Zelf noemt hij zich een ‘letterkundig beeldend kunstenaar’. De vormgeving van
zijn dichtbundels doet hij zelf, op enkele mooie samenwerkingen met Sieb
Posthuma en André Sollie na. Bovendien is hij ook prozaschrijver van onder meer
het prachtige en meermaals heruitgegeven Gebr. (1996, 2011),
een inspirerende kunstgids in zijn zelf samengestelde ‘Papieren Musea’ en
pleitbezorger voor de rechten van jeugdauteurs. Op YouTube vind je hem zelfs
zingend terug. Van Lieshout won talrijke prijzen voor zijn werk, met als
hoogtepunt de driejaarlijkse Theo Thijssenprijs voor zijn oeuvre in 2009.
In hetzelfde
jaar kwam Hou van mij uit (De Leeswelp 2009, nr. 8),
het resultaat van 25 jaar dichterschap. In dit verzameld werk zie je mooi de
evolutie van poëzie én vormgeving. Waar in de dichtbundel Begin een
torentje van niks (1994) tekeningen nog eenvoudigweg bij de gedichten
staan, zie je in latere bundels uitbundig gevarieerde illustraties die hun
eigen verhaal vertellen. Ook de toon van de gedichten verandert grondig: van
overwegend serieus naar overwegend luchtig. Overwegend omdat het nooit helemaal
het één of het ander is bij Van Lieshout. Hou van mij eindigt met een
aantal ‘beeldsonnetten’ zonder woorden. Met Driedelig paard, de eerste
nieuwe dichtbundel sinds Hou van mij, slaagt Van Lieshout erin het
originele register van zijn poëzie nóg verder open te trekken en een
vernieuwend boek aan de jeugdliteratuur toe te voegen. De beeldsonnetten nemen
een prominente plaats in.
De
thema’s en stijl van de gedichten zijn zo uiteenlopend dat je in eerste
instantie heerlijk verdwaalt. Het is elke keer weer zoeken naar degene die aan
het woord is. Van Lieshout legt het zo uit:
‘In Driedelig
paard staan gedichten die de vorm hebben van een blok tekst, zonder de
kenmerken waaraan je kunt zien wat het is. De bedoeling van zo’n blokgedicht kun
je alleen te weten komen door aandachtig te lezen; de tekst moet het helemaal zélf
doen!’
De gedichten zonder alinea’s
behelzen telkens één pagina, de lettergrootte is aangepast aan de lengte van de
tekst. Behalve de inhoudsopgave vooraan het boek, is er geen enkele
inhoudelijke verwijzing naar tekst of beeld. Nieuwsgierige lezers krijgen de
kans om elke keer weer de verteller en de bedoeling van de tekst te ontrafelen.

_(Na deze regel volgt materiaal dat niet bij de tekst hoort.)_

PR #373, opened 2021-03-16
fix: Fix MaOption vertical alignment

### LINKED ISSUE #346: MaOption requires a "small" prop
Kalimotxo uses it, and there's no way to vertically center it right now (because we're [hard setting a line-height](https://github.com/holaluz/margarita/blob/master/src/components/MaOption/MaOptionCheckbox.css#L20))

See:

https://github.com/holaluz/kalimotxo/pull/47/files#diff-5d43d5b3237eaa2a49886786010b464c1d0c5a145950eb62a3dc60327c820409R45-R49
https://github.com/holaluz/kalimotxo/pull/47/files#diff-c2a92a8b80760bc680301d0de8cc88f7c7f3c8f0dcfcd831f6807a9621749599R57

image

edufarre:
Closes #346 

After gathering a bit of info, I do believe that having a property that allows the `MaOption` to be 'small' does not have lot of sense, because looking at the Design System, we only have **one approach** of the Checkbox and Radio input elements.

[Radio styles in the DS](https://www.figma.com/file/7RhweKibaUnxX6WYBl7zKW/Design-System-Beta?node-id=3540%3A6520)
[Checkbox styles in the DS](https://www.figma.com/file/7RhweKibaUnxX6WYBl7zKW/Design-System-Beta?node-id=3540%3A6348)

This being said, it kinda makes sense to just one approach, the one that we have in our DS (which basically means that the text we use as description should be `small` sized)

Checkbox:
Screen Shot 2021-03-16 at 08 11 04

Radio:
Screen Shot 2021-03-16 at 08 11 11

Example with a multi-line checkbox:
Screen Shot 2021-03-16 at 08 18 58

### DIFF
--- a/src/components/MaOption/MaOption.vue
+++ b/src/components/MaOption/MaOption.vue
@@ -10,9 +10,9 @@
       v-bind="$attrs"
     />
     <span class="indicator" />
-    <span class="description">
+    <ma-text size="small" class="description">
       <slot />
-    </span>
+    </ma-text>
   </label>
 </template>
 
--- a/src/components/MaOption/MaOptionCheckbox.css
+++ b/src/components/MaOption/MaOptionCheckbox.css
@@ -4,7 +4,7 @@
 
 .ma-option--checkbox .indicator {
   position: absolute;
-  top: 2px;
+  top: 0;
   left: 0;
   transition: border 0.4s, background-color 0.33s;
   border: 1px solid var(--color-gray-light);
@@ -16,8 +16,7 @@
 .ma-option--checkbox .description {
   /* .indicator is absolute-positioned. We need to make room for the text */
   padding-left: calc(var(--indicator-size) + 0.5rem);
-
-  line-height: 1.3;
+  margin-top: 2px;
   color: var(--color-gray-dark);
 }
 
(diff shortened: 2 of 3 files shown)


vetur/attributes.json
```diff
@@ -72,7 +72,7 @@
   "ma-columns/justify": {
     "type": "string",
     "description": "Defines how the space between and around content items is distributed. Defaults to start.",
-    "options": ["space-around", "space-between", "start", "end"]
+    "options": ["space-around", "space-between", "start", "end", "center"]
```
afontcu, line 75: Not sure how this slipped through the cracks (my bad), but since MaColumns is an internal component we could simply remove all docs for it💡

afontcu (approved):
works for me! Question: have you checked that this looks good on kalimotxo's `CallMe`? I remember spending some time getting it right there (it was the use case that triggered the initial issue).

alexcastelo95 (approved):
We watched it together yesterday so I have all the context.
LGTM. 👍🏽

vetur/attributes.json
edufarre: I thought it was a bit weird, but as I wasn't certain I just let it there. I'll remove it from the docs, you're right

edufarre:
> works for me! Question: have you checked that this looks good on kalimotxo's `CallMe`? I remember spending some time getting it right there (it was the use case that triggered the initial issue).

This is what I'm about to do. Fix the `CallMe` in Kalimotxo.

Je ontdekt persoonlijke brieven, aankondigingen, mijmeringen, vertellingen en
heel wat klachtenbrieven. In een frisse, duidelijke taal schetst Van Lieshout
situaties waarachter een hele wereld verborgen ligt. Terwijl bij
zijn vroegere poëzie het plezier juist ligt op het langzaam proeven en
wegen van de woorden op de tong, hebben deze prozaïsche gedichten een grote
vaart.
In een artikel in De Standaard (20.05.2011)

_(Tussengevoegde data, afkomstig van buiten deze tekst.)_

PR #374, opened 2021-03-16
fix: Fix MaList vetur intellisense

sergigraciaj:


afontcu (approved):

edufarre:
I do think `fix: Fix MaList vetur intellisense` would be a more accurate commit message because you are not 'fixing vetur'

schrijft Van Lieshout dat hij schatplichtig is aan Annie M.G. Schmidt. Hij
bewondert de luchtigheid waarmee ze de ergste rampen kon laten eindigen op een
vrolijk theekransje, zoals in Het schaap Veronica. Het is die
relativering en nuchtere humor die hij zelf ook in zijn werk opzoekt. Als je
zijn oeuvre bekijkt, is de invloed op het eerste gezicht nochtans moeilijk te
bespeuren. Van Lieshouts poëzie lijkt zwaarmoedig. Dood, ziekte en eenzaamheid
zijn constant aanwezig, zoals in de dichtbundels Mijn botjes zijn
bekleed met deftig vel (1990) en Mama! Waar heb jij het geluk
gelaten? (2005). In vele gedichten worstelt de verteller met zijn
seksuele geaardheid. De relatie van de jonge Van Lieshout met een oudere man
staat beschreven in Zeer kleine liefde (1999). Toch is zelfs
bij het treurigste gedicht de glimlach nooit ver weg. In Driedelig
paard vind je deze thema’s opnieuw terug. De dood van een grootvader
is aanleiding voor een kleinzoon om met grootmoeder te corresponderen: ‘We hopen
dat het al een beetje went, zo alleen in dat grote huis, al zal het wel nooit
helemaal wennen. Gelukkig wonen wij niet zo ver, dus we komen vast vaak langs.’
Er is het ontroerende ‘Ik vind jongens leuker’ en het hilarische ‘Papa heeft
een kinderlokkerjas gekocht’.
Van
Lieshout houdt ervan om op zijn kop te zetten wat wij normaal vinden. Wat hij
over Schmidt zegt, is ook op hem van toepassing: ‘ze was een meester in het
laten zien hoe bizar en bespottelijk het gewóne is’ (De Standaard, 20. 05.2011).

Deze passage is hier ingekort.